Figure Quality from a Production Standpoint
The final step in ensuring a good quality figure in your published paper is to make sure the submitted figure matches the production requirements of the journal. I’ll talk here specifically about JM3 requirements, but I don’t think they are much different from most other journals. A few of the largest publications, such as Nature or Science, employ professional editors who can reset a graph to the standards of the journal. For most publications, however, it is up to the author to get the graph right. Below are some hints, given to me by the SPIE publications staff, that will make the production process go more smoothly, and the resulting graph higher quality.
• Submit high-resolution figures. The quality of the published figure is only as good as the original file—it cannot be improved by the typesetter. A resolution of 100 dpi (dots per inch) looks great on your computer screen but is inadequate for print. A minimum of 300 dpi is required, but 600 dpi is preferred. Thus, a one-column wide photograph must be at least 1000 pixels across.
• Submit full-size figures (7 in. wide) but remember that they will, in general, be reduced 50% to fit within one column. Make sure that the fonts, lines and other elements of the graph will hold up to this reduction (see my font-size suggestions in the Excel example above). Try shrinking the graph 50% and printing it out yourself as a test.
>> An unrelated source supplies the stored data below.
PR #7454, opened 2026-01-10
OCPBUGS-72559: fix(sync-global-pullsecret): merge existing auths instead of overwriting

joshbranham:
The sync-global-pullsecret code was previously overwriting the entire /var/lib/kubelet/config.json file, which broke scenarios where external systems had already injected auths that HyperShift was unaware of.

This change updates the code to merge auths from the existing on-disk file with the desired pull secret, preserving any external modifications. Existing auths unknown to Hypershift always take precedence over HyperShift's desired auths, allowing external systems to safely modify the file.

An example:
* The file `/var/lib/kubelet/config.json` contains an auth for `1234567.dkr.ecr.us-east-1.amazonaws.com`
* Hypershift and the additional-pull-secret do not have an auth for `1234567.dkr.ecr.us-east-1.amazonaws.com`
* When generating the config.json, Hypershift will merge in it's values, leaving the ECR auth in place
* If the user adds an auth for `1234567.dkr.ecr.us-east-1.amazonaws.com` to the additional-pull-secret, Hypershift _will_ squash over it

This allows existing workarounds for pull secrets to work, while providing a path for those auths to be "owned" by Hypershift and the cluster when possible.

Changes:
- Added dockerConfigJSON struct and parsing functions
- Implemented mergeDockerConfigs to merge existing and desired auths
- Updated checkAndFixFile to use merge logic instead of overwrite
- Added comprehensive test coverage for merge scenarios
- Logs when external auths are discovered and preserved

Fixes OCPBUGS-72559

## Checklist:

### DIFF
--- a/sync-global-pullsecret/sync-global-pullsecret.go
+++ b/sync-global-pullsecret/sync-global-pullsecret.go
@@ -47,10 +47,6 @@ const (
 	originalPullSecretFilePath = "/etc/original-pull-secret/.dockerconfigjson"
 	globalPullSecretFilePath   = "/etc/global-pull-secret/.dockerconfigjson"
 
-	// Cache file path for tracking last-synced pull secret state
-	// This allows us to distinguish between external auths (preserve) and removed HyperShift auths (delete)
-	pullSecretCachePath = "/var/lib/kubelet/.hypershift-pullsecret-cache.json"
-
 	tickerPace = 30 * time.Second
 
 	// systemd job completion state as documented in go-systemd/dbus
@@ -62,6 +58,11 @@ const (
 )
 
 var (
+	// Cache file path for tracking last-synced pull secret state
+	// This allows us to distinguish between external auths (preserve) and removed HyperShift auths (delete)
+	// Made a variable instead of const to allow test overrides
+	pullSecretCachePath = "/var/lib/kubelet/.hypershift-pullsecret-cache.json"
+
 	// writeFileFunc is a variable that holds the function used to write files.
 	// This allows tests to inject custom write functions for testing rollback scenarios.
 	writeFileFunc = writeAtomic
@@ -69,6 +70,10 @@ var (
 	// readFileFunc is a variable that holds the function used to read files.
 	// This allows tests to inject custom read functions for testing.
 	readFileFunc = os.ReadFile
+
+	// signalKubeletToRestartFunc is a variable that holds the function used to restart kubelet.
+	// This allows tests to inject custom restart functions for testing.
+	signalKubeletToRestartFunc = signalKubeletToRestartProcess
 )
 
 // NewRunCommand creates a new cobra.Command for the sync-global-pullsecret command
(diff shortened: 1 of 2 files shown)


sync-global-pullsecret/sync-global-pullsecret.go
```diff
@@ -189,21 +190,50 @@ func (s *GlobalPullSecretSyncer) checkAndFixFile(pullSecretBytes []byte) error {
...
 		return fmt.Errorf("failed to read existing file: %w", err)
 	}
 
-	// Preserve trailing newline if it exists in the original file
-	contentToWrite := pullSecretBytes
-	if len(existingContent) > 0 && existingContent[len(existingContent)-1] == '\n' {
-		if len(pullSecretBytes) == 0 || pullSecretBytes[len(pullSecretBytes)-1] != '\n' {
-			contentToWrite = append(pullSecretBytes, '\n')
+	// Determine if we need to preserve trailing newline
+	preserveNewline := len(existingContent) > 0 && existingContent[len(existingContent)-1] == '\n'
```
joshbranham, line 257: I am not sure we need this anymore given we are now marshalling to JSON and back to disk, but unsure what motivation led to it being added in the first place (maybe it was Claude all along). Happy to remove if desired.

sync-global-pullsecret/sync-global-pullsecret.go
```diff
@@ -189,21 +190,50 @@ func (s *GlobalPullSecretSyncer) checkAndFixFile(pullSecretBytes []byte) error {
...
+	}
+
+	// Preserve trailing newline if it existed in the original file
+	contentToWrite := mergedBytes
+	if preserveNewline && (len(mergedBytes) == 0 || mergedBytes[len(mergedBytes)-1] != '\n') {
+		contentToWrite = append(mergedBytes, '\n')
+	}
+
+	// If file content is different, write the merged content
 	if string(existingContent) != string(contentToWrite) {
```
joshbranham: This preserves the existing behavior: after merging auths on disk with auths in-cluster, we compare if anything has changed, and proceed to write the contents and restart kubelet. This has the benefit of also recognizing when an external process has updated the auths on disk.

sync-global-pullsecret/sync-global-pullsecret_test.go
```diff
@@ -49,6 +49,32 @@ func TestCheckAndFixFile(t *testing.T) {
 			expectedFinalContent: `{"auths":{"old.registry.com":{"auth":"b2xkOnRlc3Q="}}}`,
 			expectError:          true,
 		},
+		{
```
joshbranham, line 52: TODO: Fixup these tests

sync-global-pullsecret/sync-global-pullsecret_test.go
```diff
@@ -148,6 +174,45 @@ func TestCheckAndFixFile(t *testing.T) {
...
+			name:               "multiple external auths preserved",
+			description:        "file has multiple external auths, all should be preserved in merge",
+			initialContent:     `{"auths":{"external1.com":{"auth":"ZXh0MQ=="},"external2.com":{"auth":"ZXh0Mg=="}}}`,
+			secretContent:      `{"auths":{"hypershift.io":{"auth":"aHlwZXI="}}}`,
+			rollbackShouldFail: false,
+			expectedErrorContains: []string{
+				"failed to restart kubelet after 3 attempts",
+				"rolled back changes",
+			},
+			expectedFinalContent: `{"auths":{"external1.com":{"auth":"ZXh0MQ=="},"external2.com":{"auth":"ZXh0Mg=="}}}`,
```
joshbranham, line 201: TODO: Fix

sdminonne:
@coderabbitai review

sync-global-pullsecret/sync-global-pullsecret.go
```diff
@@ -189,21 +190,50 @@ func (s *GlobalPullSecretSyncer) checkAndFixFile(pullSecretBytes []byte) error {
...
-	if len(existingContent) > 0 && existingContent[len(existingContent)-1] == '\n' {
-		if len(pullSecretBytes) == 0 || pullSecretBytes[len(pullSecretBytes)-1] != '\n' {
-			contentToWrite = append(pullSecretBytes, '\n')
+	// Determine if we need to preserve trailing newline
+	preserveNewline := len(existingContent) > 0 && existingContent[len(existingContent)-1] == '\n'
+
+	// Merge with existing config if it exists
+	var mergedConfig *dockerConfigJSON
+	if len(existingContent) > 0 {
+		existingConfig, err := parseDockerConfigJSON(existingContent)
```
jparrill, line 269: Users configure this PR expecting external auths to always be preserved, but if the file becomes corrupted, they're lost silently. It's ok to not hard fail but I would warn the user about the lost entries

```
if err != nil {
      s.log.Warn("Existing kubelet config corrupted - external auths will be lost",
                 "file", s.kubeletConfigJsonPath,
                 "error", err,
                 "action", "using cluster-provided config only")
      mergedConfig = desiredConfig
  }
```

sync-global-pullsecret/sync-global-pullsecret.go
```diff
@@ -181,6 +181,7 @@ func (s *GlobalPullSecretSyncer) syncPullSecret() error {
 }
 
 // checkAndFixFile reads the current file content and updates it if it differs from the desired content (global pull secret content).
+// This function merges auths from the existing on-disk file with the desired pull secret to preserve any external modifications.
 func (s *GlobalPullSecretSyncer) checkAndFixFile(pullSecretBytes []byte) error {
```
jparrill, line 222: I see a potential race. 

Scenario:
---
- Time T0: sync-global-pullsecret reads file: `{"auths": {"reg1": "auth1"}}`
- Time T1: external operator adds new auth entry: `{"auths": {"reg1": "auth1", "external": "auth2"}}`
- Time T2: sync-global-pullsecret writes merged content, potentially LOSING `"external": "auth2"`

Maybe we can use `flock` to avoid this issue? WDYT?

jparrill (commented):
I would be great to have E2E support on the new behaviour.
This is what I've found for now, I will take another look later.

jparrill:
I forgot to mention a potential problem. The scenario when an entry is added by w/e process and not removed. This will end on a multiple orphaned entries that maybe are not legit. 

I think this scenario could be problematic. It's there any external process that reviews those files/entries?

joshbranham:
> I forgot to mention a potential problem. The scenario when an entry is added by w/e process and not removed. This will end on a multiple orphaned entries that maybe are not legit.
> 
> I think this scenario could be problematic. It's there any external process that reviews those files/entries?

I agree, however my assumption is external processes modifying the auths would be an edge case, and not something we would expect users to use. They should/would instead use this feature as intended, with the `additional-pull-secret`. With that in mind, my thought is that manual auth injection is a "use at your own risk" workaround, and if you leak auths into it, that is on your external system to manage.

sync-global-pullsecret/sync-global-pullsecret.go
joshbranham: Yeah that was one thing I was thinking of but didn't have a solution for. I think a lock could work fine, pulled in `flock` which is used similarly elsewhere in the project. I can back that out if you'd prefer and use `x/sys/unix`, but `gofrs/flock` was "cleaner".

sync-global-pullsecret/sync-global-pullsecret.go
```diff
@@ -180,7 +181,33 @@ func (s *GlobalPullSecretSyncer) syncPullSecret() error {
...
 }
 
+// acquireFileLock acquires an exclusive lock on the file at the given path.
+// It returns a *flock.Flock instance that should be used to release the lock when done.
+func acquireFileLock(path string) (*flock.Flock, error) {
+	fileLock := flock.New(path)
+
+	// Try to acquire exclusive lock with timeout and retry
+	const lockTimeout = 30 * time.Second
+	const retryInterval = 100 * time.Millisecond
```
jparrill: I would move those to a section in the file for these constants

sync-global-pullsecret/sync-global-pullsecret.go
jparrill: sgtm, agree on prefer simplicity in this case.

sync-global-pullsecret/sync-global-pullsecret.go
jparrill: It's ok to keep it 👍

sync-global-pullsecret/sync-global-pullsecret.go
```diff
@@ -279,6 +349,11 @@ func readPullSecretFromFile(filePath string) ([]byte, error) {
 	return content, nil
 }
 
+// dockerConfigJSON represents the structure of a Docker config.json file
+type dockerConfigJSON struct {
+	Auths map[string]interface{} `json:"auths"`
+}
+
```
jparrill, line 433: I missed this on the first review. Could we maybe use 	`github.com/openshift/hypershift/support/thirdparty/kubernetes/pkg/credentialprovider`, more concrete `DockerConfigJSON` struct ? We have that dep already in the code and the validation would be more strict

test/e2e/util/globalps.go
```diff
@@ -265,3 +266,228 @@ func OpenshiftOVNKubeDaemonSet() *appsv1.DaemonSet {
...
+				},
+			},
+		},
+	}
+
+	return guestClient.Create(ctx, daemonSet)
+}
+
+// VerifyMockAuthPreservedAfterSync verifies that the mock registry auth is still present after sync
+func VerifyMockAuthPreservedAfterSync(t *testing.T, ctx context.Context, guestClient crclient.Client, dsImage string) {
```
jparrill: I think this is too much, I would change `VerifyKubeletConfigWithDaemonSet` function which is basically the same as you are doing but adding your requirements.

test/e2e/util/util.go
```diff
@@ -2011,6 +2052,12 @@ func EnsureGlobalPullSecret(t *testing.T, ctx context.Context, mgmtClient crclie
 		g.Expect(err).NotTo(HaveOccurred(), "failed to wait for DaemonSets to be ready")
 	})
 
+	// Verify that mock on-disk auth was preserved after global pull secret sync
+	t.Run("Verify mock on-disk auth preserved after sync", func(t *testing.T) {
```
jparrill: Is this necessary? I would just check at the end on `VerifyKubeletConfigWithDaemonSet`

sync-global-pullsecret/sync-global-pullsecret.go
joshbranham: I don't think so. That type is for Docker, and writes auths with a `Username|Password|Email` field. The `/var/lib/kubelet/config.json` uses a `auth` key with the `username:password` value base64 encoded.

jparrill:
you will need to rebase, due to EC failing from Konflux

joshbranham:
Looks like docs preview is failing for:
> error: failed to create/update secret: failed to update secret: Request entity too large: limit is 3145728

test/e2e/util/globalps.go
```diff
@@ -265,3 +275,93 @@ func OpenshiftOVNKubeDaemonSet() *appsv1.DaemonSet {
...
+					"name": "mock-auth-injector",
+				},
+			},
+			Template: corev1.PodTemplateSpec{
+				ObjectMeta: metav1.ObjectMeta{
+					Labels: map[string]string{
+						"name": "mock-auth-injector",
+					},
+				},
+				Spec: corev1.PodSpec{
```
gaol, line 302: global-pull-secret-syncer ds runs on InPlace nodes only, it would be good for the mock ds keep consistent with it, otherwise, it pollutes other nodes, which overrides the config.json file and no global-pull-secret-syncer ds does the recovery

gaol (commented):
I did a pre-merge test, and I see a problem that the registries added to the `additional-pull-secret` won't get deleted after the `additional-pull-secret` gets deleted.

```
[🎩 lgao@lgao-mac hypershift-qe-utils]$ oc create secret docker-registry additional-pull-secret -n kube-system --docker-server=test2.registry.io --docker-username=myuser --docker-password=mypass
secret/additional-pull-secret created
[🎩 lgao@lgao-mac hypershift-qe-utils]$ oc debug "node/$node" -q -- chroot /host  cat /var/lib/kubelet/config.json |jq -r '.auths["test2.registry.io"]'
{
  "auth": "bXl1c2VyOm15cGFzcw==",
  "password": "mypass",
  "username": "myuser"
}
[🎩 lgao@lgao-mac hypershift-qe-utils]$ oc delete secret additional-pull-secret -n kube-system
secret "additional-pull-secret" deleted

# wait or run the following command multiple times, you still see it exists:

[🎩 lgao@lgao-mac hypershift-qe-utils]$ oc debug "node/$node" -q -- chroot /host  cat /var/lib/kubelet/config.json |jq -r '.auths["test2.registry.io"]'
{
  "auth": "bXl1c2VyOm15cGFzcw==",
  "password": "mypass",
  "username": "myuser"
}
```
The new added items in the additional-pull-secret is expected to be deleted, otherwise, the config.json file will keep growing.

sync-global-pullsecret/sync-global-pullsecret.go
```diff
@@ -189,58 +227,167 @@ func (s *GlobalPullSecretSyncer) checkAndFixFile(pullSecretBytes []byte) error {
...
-	// If file content is different, write the desired content
-	if string(existingContent) != string(contentToWrite) {
-		s.log.Info("file content is different, updating it")
-		// Save original content for potential rollback
-		originalContent := existingContent
+	// Marshal the merged config
+	mergedBytes, err := json.Marshal(mergedConfig)
+	if err != nil {
+		return fmt.Errorf("failed to marshal merged config: %w", err)
+	}
```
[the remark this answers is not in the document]
joshbranham: The existing solution already does not honor these fields, opting to not address that during this PR.

joshbranham:
The merge behavior is proving to be too risky, and QE has validated that. I am closing this in favor of https://github.com/openshift/hypershift/pull/7594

• High-contrast color graphics are great for online viewing, but the figures still need to be readable in grayscale for black-and-white printing (unless you pay for color printing). Colors such as red and blue, which are easy to distinguish online, are the same shade of gray when printed in black and white. If lines or symbols must be distinguished in a legend or caption, use different line styles and symbols instead of relying solely on color.
• Don’t submit JPG files – the image compression often compromises the quality of the figure. TIF files have no compression, but if the file size is unmanageable try using “LZW” compression.
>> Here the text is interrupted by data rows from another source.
PR #94, opened 2023-02-08
Strip comments touching Aurora copyright line

chiphogg:
Now that we're using the full Apache copyright header, the single-file
versions have exploded in size.  This PR fixes that by stripping all
comments that are contiguous with the Aurora copyright header line.
Since we never have non-copyright comments contiguous with the copyright
(and in fact it would be wrong to do so), this is a safe solution.

Test plan
---------

I ran this command before and after this change:

```sh
make-single-file --units meters seconds | gview -
```

I verified that the only changes were to the version identifier
(specifically, appending `-dirty`), and that all copyright headers
_except the first_ were removed.

### DIFF
--- a/tools/bin/make-single-file
+++ b/tools/bin/make-single-file
@@ -62,9 +62,7 @@ def filenames(main_files, units, include_io):
     The script will be sure to include all of these, and will also include any
     transitive dependencies from within the project.
     """
-    names = (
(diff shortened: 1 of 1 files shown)


geoffviola (approved):
Tests work. Code makes sense. The output file looks cleaner. Thanks!

PR #95, opened 2023-02-08
Add stub prefix reference, and new SI prefixes

chiphogg:
This should be enough to get people started.

I was writing the doc: "We support every SI prefix..." --- wait, no we
don't!  Four new ones got added in 2022.  So I added support for these
newcomers (including tests) in order to make the docs true.

### DIFF
--- a/au/prefix.hh
+++ b/au/prefix.hh
@@ -52,6 +52,22 @@ struct PrefixApplier {
 // SI Prefixes.
 
 template <typename U>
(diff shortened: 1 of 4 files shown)


geoffviola (approved):
The new units match this [doc](https://www.bipm.org/documents/20126/77765681/Resolutions-2022.pdf/281f3160-fc56-3e63-dbf7-77b76500990f#page=8). The tests look good. The doc renders properly, has useful information, and seems like a useful place to start. Thanks!

PR #96, opened 2023-02-08
Add stub refs for Quantity, QuantityPoint

chiphogg:
This should be an acceptable placeholder.

For `Quantity`, we link to the tutorials, which I think should be pretty
useful.  We also point people to the `QuantityPoint` page specifically
for temperatures.

For `QuantityPoint`, we don't have any tutorials to link to, but the
unit tests should be a pretty good stopgap.


geoffviola (approved):
Docs seem useful even if they are a stub. The renderings look good.

PR #97, opened 2023-02-09
Enable trunk in au repository

EliSchleifer:
WIP - still need to sort out getting bazel includes to map correctly with clang-tidy


chiphogg:
I'm going to close this for inactivity, but we love the work that Trunk is doing, and we're definitely open to integrating at some point in the future!

PR #99, opened 2023-02-09
Cast explicit-Rep inverse function output to Rep

### LINKED ISSUE #98: Explicit-Rep inverse functions don't have correct output Rep
This test fails:

```cpp
TEST(InverseAs, ProducesCorrectRep) {
    EXPECT_THAT(inverse_as<int64_t>(nano(seconds), hertz(50.0)),
                SameTypeAndValue(rep_cast<int64_t>(nano(seconds)(20'000'000))));
}
```

I can get a fix up soon.

chiphogg:
Fixes #98.

Test plan
---------

Added a new unit test, and made sure that it would fail without the
associated code change.

### DIFF
--- a/au/math.hh
+++ b/au/math.hh
@@ -194,8 +194,8 @@ constexpr auto int_pow(Quantity<U, R> q) {
 template <typename TargetRep, typename TargetUnits, typename U, typename R>
 constexpr auto inverse_in(TargetUnits target_units, Quantity<U, R> q) {
     using Rep = std::common_type_t<TargetRep, R>;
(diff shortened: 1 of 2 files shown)


geoffviola (approved):
Makes sense. The `static_cast` changes the result of `inverse_as<int64_t>(nano(seconds), hertz(50.0))` from `au::Quantity<au::Nano<au::Seconds>, double>` to `au::Quantity<au::Nano<au::Seconds>, int64_t>`. Thanks!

• If a figure contains multiple parts, they should all be laid out in one file, not submitted as individual files. This is important because it lets the author determine how a figure should be arranged for the reader (horizontal versus vertical, for example, for proper comparison). The parts should be clearly labeled with (a), (b), etc. (lowercase Roman text in parentheses). Put the labels outside the graph area, either centered below the figure part or on the left near the bottom. For example, Fig. 4 was submitted as a single one-page file.
• For an x-y scatter plot in Excel, I generally copy and paste the figure into Microsoft Word (full 7 in. width), print it to a PDF file (one figure per PDF file), and then submit the PDF.
When presenting results, a good graph is like a good scientific theory—once you see it, everything just makes sense. But arriving at such a point takes care and consideration. In part 1 of this series on figures, I talked at a high level about what makes for good graphics. Here, I provided more pragmatic advice geared toward a specific type of graph—the ubiquitous x-y scatterplot. Keeping in mind the advice from both parts of this pair of editorials will, I hope, lead to graphs that help you, the author, achieve your goal of effective and efficient communication.